Work to be completed: All that is needed is the number of lines in the records that contain the word "there", stated without anything else.

Saved data entries
==================================================

PR #838, opened 2022-05-27
thingsboard-gateway was failing to call __send_data_pack_to_storage

KevinPoole:
The logic for sending large payloads in pieces was flawed.

1. If there was a single key/value and it was over the size limit by itself it would never get sent since the size check was at the start of the loop before it had ever been added.

2. If there were any unsent-adopted things after the loops (as in, a send had occurred and then more things were adopted without hitting the size limit) then these were never sent either.

Fixed these two issues and added some light commenting to clarify what is going on.

### DIFF
--- a/thingsboard_gateway/gateway/tb_gateway_service.py
+++ b/thingsboard_gateway/gateway/tb_gateway_service.py
@@ -634,23 +634,25 @@ class TBGatewayService:
 
                         max_data_size = self.__config["thingsboard"].get("maxPayloadSizeBytes", 1024)
                         if self.__get_data_size(data) >= max_data_size:
+                            # Data is too large, so we will attempt to send in pieces
                             adopted_data = {"deviceName": data['deviceName'],
                                             "deviceType": data['deviceType'],
                                             "attributes": {},
                                             "telemetry": []}
+
+                            # First, loop through the attributes
                             for attribute in data['attributes']:
+                                adopted_data['attributes'].update({attribute: data['attributes'][attribute]})
                                 adopted_data_size = self.__get_data_size(adopted_data)
                                 if adopted_data_size >= max_data_size:
+                                    # We have surpassed the max_data_size, so send what we have and clear attributes
                                     self.__send_data_pack_to_storage(adopted_data, connector_name)
                                     adopted_data['attributes'] = {}
-                                adopted_data['attributes'].update({attribute: data['attributes'][attribute]})
+                            
+                            # Now, loop through telemetry. Possibly have some unsent attributes that have been adopted.
                             for ts_kv_list in data['telemetry']:
                                 ts = ts_kv_list['ts']
                                 for kv in ts_kv_list['values']:
-                                    adopted_data_size = self.__get_data_size(adopted_data)
-                                    if adopted_data_size >= max_data_size:
-                                        self.__send_data_pack_to_storage(adopted_data, connector_name)
-                                        adopted_data['telemetry'] = []
                                     if len(adopted_data['telemetry']) == 0:
                                         adopted_data['telemetry'] = [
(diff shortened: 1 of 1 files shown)


thingsboard_gateway/gateway/tb_gateway_service.py
```diff
@@ -634,23 +634,25 @@ def __send_to_storage(self):
...
                         if self.__get_data_size(data) >= max_data_size:
+                            # Data is too large, so we will attempt to send in pieces
                             adopted_data = {"deviceName": data['deviceName'],
                                             "deviceType": data['deviceType'],
                                             "attributes": {},
                                             "telemetry": []}
+
+                            # First, loop through the attributes
                             for attribute in data['attributes']:
+                                adopted_data['attributes'].update({attribute: data['attributes'][attribute]})
```
samson0v, line 645: `adopted_data['attributes'].update(attribute)`

`attribute` - dict object
`data['attributes']`is a list and you want to get the item from this list by dict!
Also, we want in this place simply update attributes in adopted data, so can update by attribute without extra manipulations.

thingsboard_gateway/gateway/tb_gateway_service.py
```diff
@@ -634,23 +634,25 @@ def __send_to_storage(self):
...
                                 adopted_data_size = self.__get_data_size(adopted_data)
                                 if adopted_data_size >= max_data_size:
+                                    # We have surpassed the max_data_size, so send what we have and clear attributes
                                     self.__send_data_pack_to_storage(adopted_data, connector_name)
                                     adopted_data['attributes'] = {}
-                                adopted_data['attributes'].update({attribute: data['attributes'][attribute]})
+                            
+                            # Now, loop through telemetry. Possibly have some unsent attributes that have been adopted.
                             for ts_kv_list in data['telemetry']:
```
samson0v, line 653: Before this line it has to be the next line:
`telemetry = data['telemetry'] if isinstance(data['telemetry'], list) else [data['telemetry']]`

Because see on method `__convert_telemetry_to_ts` - it can return dict and list (so if it is dict we have the exception in the below lines where we want to get ts from current iter dict.

samson0v, line 653: Before this line it has to be the next line:
`telemetry = data['telemetry'] if isinstance(data['telemetry'], list) else [data['telemetry']]`

Because see on method `__convert_telemetry_to_ts` - it can return dict and list (so if it is dict we have the exception in the below lines where we want to get ts from current iter dict.

thingsboard_gateway/gateway/tb_gateway_service.py
KevinPoole: @samson0v I will be honest, I am having a slightly hard time understanding your feedback in the review here.

All I did was to move this line you have commented on from after the size check to before it.

Are you suggesting that the line which is currently:
```
adopted_data['attributes'].update({attribute: data['attributes'][attribute]})
```
needs to be changed to:
```
adopted_data['attributes'].update(attribute)
```
?

samson0v: Yes

thingsboard_gateway/gateway/tb_gateway_service.py
KevinPoole: and here are you saying that the line:
```
telemetry = data['telemetry'] if isinstance(data['telemetry'], list) else [data['telemetry']]
```
must be added before the loop and that the loop would become:
```
for ts_kv_list in telemetry:
```
?

KevinPoole: I had not seen your second comment when I replied. I understand now, thank you!

samson0v: Yes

==================================================

Completed exercise: 2